◆ **WORK ITEM**
Every line from the one with "this PR should solve #499 #626 #678" to the one with "Added fix for Bootstrappers", including those two, is to be copied exactly; all other lines of the entries below are left out.

Segment Open

PR #665, opened 2019-01-26
Fixed UnitTesting issues with NitroxTest

killzoms:


NitroxPatcher/Patches/BaseGhost_Finish_Patch.cs
```diff
@@ -32,7 +32,7 @@ public static IEnumerable<CodeInstruction> Transpiler(MethodBase original, IEnum
                      * TransientLocalObjectManager.Add(TransientLocalObjectManager.TransientObjectType.BASE_GHOST_NEWLY_CONSTRUCTED_BASE_GAMEOBJECT, gameObject);
                      */
                     yield return new CodeInstruction(OpCodes.Ldc_I4_1);
-                    yield return original.Ldloc<GameObject>(1);
+                    yield return original?.Ldloc<GameObject>(1);
```
Sunrunner37: These should not be nullable.  We need an exception or they will silently fail if UWE changes them.

NitroxClient/Communication/Packets/Processors/BedEnterProcessor.cs
```diff
@@ -0,0 +1,17 @@
+﻿using System;
+using System.Collections.Generic;
+using System.Linq;
+using System.Text;
+using NitroxClient.Communication.Packets.Processors.Abstract;
+using NitroxModel.Packets;
+
+namespace NitroxClient.Communication.Packets.Processors
+{
+    class BedEnterProcessor : ClientPacketProcessor<BedEnter>
```
Sunrunner37: Let's remove and add an issue instead.

NitroxTest/Model/PacketProcessorTest.cs
```diff
@@ -55,8 +55,20 @@ public void RuntimeDetectsAllClientPacketProcessors()
...
-                        $"{processor} has not been discovered by the runtime code!")
+                {
+                    try
+                    {
+                        Assert.IsTrue(clientDependencyContainer.ResolveOptional(processor.BaseType) != null,
+                            $"{processor} has not been discovered by the runtime code!");
+                    }
+                    catch (Autofac.Core.DependencyResolutionException ex)
+                    {
+                        if (ex.InnerException.GetType() != typeof(System.Security.SecurityException))
```
Sunrunner37: What components are throwing e call violations?

NitroxPatcher/Patches/BaseGhost_Finish_Patch.cs
killzoms: Made it that way due too the unitTest passing in a null parameter...

NitroxClient/Communication/MultiplayerSession/MultiplayerSessionManager.cs
```diff
@@ -78,7 +78,6 @@ public void RequestSessionReservation(PlayerSettings playerSettings, Authenticat
         public void ProcessReservationResponsePacket(MultiplayerSessionReservation reservation)
         {
             Reservation = reservation;
-            CurrentState.NegotiateReservation(this);
```
Sunrunner37: Should we be removing this?

MadMaxOfYore: Sorry @killzoms but SR is correct. This is the state that that session manager should be in upon receiving a confirmed reservation:

```suggestion
            CurrentState.NegotiateReservation(this);
```
https://github.com/SubnauticaNitrox/Nitrox/blob/master/NitroxClient/Communication/MultiplayerSession/ConnectionState/AwaitingSessionReservation.cs#L8

killzoms:
figured out how to update local submodules with the latest commit...

killzoms:
Considering the age I will be closing this merge request

PR #679, opened 2019-01-28
Add basic fire extinguisher syncing

micaww:
Basic fire douse/extinguish syncing to nearby players w/ packet rate limiting. 

This surely can be improved over time:
- Player must have the fire streamed in in order to see the effects
- Fire position is used instead of GUID as they're not synced (as far as I know). Fires don't move so this should be fine for most cases, especially those spawned as part of the map. Tested on Aurora.

Updating this to a GUID-based fire resolution would be trivial if that sort of system were in place.

### DIFF
--- a/NitroxClient/ClientAutoFacRegistrar.cs
+++ b/NitroxClient/ClientAutoFacRegistrar.cs
@@ -74,6 +74,7 @@ namespace NitroxClient
             containerBuilder.RegisterType<SeamothModulesEvent>().InstancePerLifetimeScope();
             containerBuilder.RegisterType<EscapePodManager>().InstancePerLifetimeScope();
             containerBuilder.RegisterType<Debugger>().InstancePerLifetimeScope();
+            containerBuilder.RegisterType<FireManager>().InstancePerLifetimeScope();
         }
 
         private void RegisterPacketProcessors(ContainerBuilder containerBuilder)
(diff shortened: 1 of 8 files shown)


NitroxPower:
Keep in mind thow somebody is working on the Cyclops Syncing and he did sync the fire it may cause issues the way you may make it....

micaww:
@NitroxPower this syncs the fire extinguisher used by the players. If the Cyclops fire object spawn points are synced, then these features will work fine together.

micaww:
Actually just noticed his douse syncing implementation. Pretty similar it seems, but won't work any fires except for Cyclops unless the server spawns them or syncs map fire GUIDs with clients.

NitroxPower:
i am not a developer and i dont know how to script i just wanted to inform you just in case it may not work great work thow :+1:

Sunrunner37:
I recently merged in the cyclops fire code.  Should we use the Fires gamelogic class that he introduced?  Any other refactoring we need to do?

Sunrunner37:
Are the Aurora fires spawned by the client of the server? (I'm guessing they are client side).  Is there a way for us to server-side spawn them so the GUIDs will be synced?  Maybe they are virtual entities.

micaww:
@Sunrunner37 yes, spawned by client. Is the Aurora and all of it's child entities part of the batch files that the server already parses? If so, why would the fires be excluded?

Should we close this PR as the code is unnecessary if we sync GUIDs? I would still like to continue discussion on syncing the rest of these unsynced map ents.

Issue #678, opened 2019-01-28
Aurora warning patch and random auroraTime persistence


quimnuss:
`CreateWorld `gets called by `CreateFreshWorld `and also `LoadFromFile`, and it builds a new `EventTriggerer `which recreates random timers for the aurora events. Here: https://github.com/SubnauticaNitrox/Nitrox/blob/master/NitroxServer/Serialization/World/WorldPersistence.cs#L136

Persisting the random `auroraTimer ` will fix this since `serverStartTime `is already persisted.

Additionally, class `AuroraWarnings::Update()` is not patched so the client will trigger the events regardless of the server trigger.

Duplicate of #499
Duplicate of #626

quimnuss:
Also, quick temporary fix without changing the persisted data is to remove the randomness.

aeppacher:
Duplicate of #626

quimnuss:
Correction. The AuroraWarnings Update actually calls Trigger on auroraWarningN StoryGoal which ultimately calls the StoryGoal.Execute() which _is_ patched. These auroraWarning fields seem to be set in the UnityEditor, so I don't know what GoalType they are, which seems important because StoryGoal::Execute handles PDA, Radio and Encyclopedia, but nothing is called there for Story GoalType.

Anyway, what looks certain is that the crashedShipExploder explosion story event is handled on its own monobehaviour.

Another method that needs to be changed is `CrashedShipExploder::Update()`, which is the one actually exploding the aurora. Nitrox takes care of this in the StoryGoal patch and related messages by setting the countdown+explosion time at the moment the explosion packet is received; effectively triggering the explosion at the next frame Update.

Coding-Hen:
@Measurity This can be closed

Issue #626, opened 2019-01-16
Aurora events not persisting?


buinak:
We had a couple of explosions happen past early game for players, including one that cost us the whole inventory. Is the event data not persisting?

Coding-Hen:
@Measurity This can be closed

Issue #499, opened 2018-12-24
Aurora keeps exploding


RylenWolf:
Version 1.0.0.8 Nexusmods

The first time I played, we fixed the aurora (after explosion) and saved the game. On restart, it eventually explodes again at random.

Even if I repair the aurora with the console command, it keeps exploding once every restart (I'm fairly certain it's the same timer that it usually goes on for a new game.. every two hours?)

I have not tried manually repairing before the explosion since the first time (Which was done after the initial explosion) so there is room to test to see if an immediate teleport and manual repair with the tool will stop this behaviour, but it should have just saved the manual repairs from the first save, so I figured I would report this here anyways.

I will test another time if teleport+manual repair before explosion stops this and update with a comment.

Agent77326:
Even so, can reproduce multiple Aurora expolsions when server is restarted.

Coding-Hen:
@Measurity This can be closed

PR #683, opened 2019-01-29
Set explosion to 3.1 days, quickpatch to _disable_ client side aurora story timers

quimnuss:
The client CrashedShipExploder uses a timeMonitor that is Updated at Update. I've set a Patch that sets the timers to a greater number than the server does so that the later triggers it first and overrites those values.

A better approach is to actually disable the timeMonitor time update or the CrashedShipExploder Update altogether and re-activate it the moment the server requests the aurora explosion.

this PR should solve #499 #626 #678


quimnuss:
Setting the timer to a high value will wrong the warnings that use it to lerp the moment they are triggered. Let me fix this before merging.

PR #686, opened 2019-01-30
Added fix for Bootstrappers

killzoms:


NitroxServer/GameLogic/Entities/Spawning/EntityBootstrappers/CrashFishBootstrapper.cs
```diff
@@ -17,7 +17,7 @@ private Entity SpawnChild(Entity parentEntity, DeterministicBatchGenerator deter
         {
             string guid = deterministicBatchGenerator.NextGuid();
 
-            return new Entity(parentEntity.Position, parentEntity.Rotation, new UnityEngine.Vector3(1, 1, 1), techType, parentEntity.Level, parentEntity.ClassId, true, guid);
+            return new Entity(parentEntity.Position, parentEntity.Rotation, new UnityEngine.Vector3(1, 1, 1), techType, parentEntity.Level, "", true, guid);
```
Sunrunner37: Should we pass in the actual class ids for Crash/CrashPowder?

killzoms: We can, although I dont think the classId prefab is different from the TechType prefab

Segment Closed

◆ **RESULT OF THIS TASK**
this PR should solve #499 #626 #678


quimnuss:
Setting the timer to a high value will wrong the warnings that use it to lerp the moment they are triggered. Let me fix this before merging.

PR #686, opened 2019-01-30
Added fix for Bootstrappers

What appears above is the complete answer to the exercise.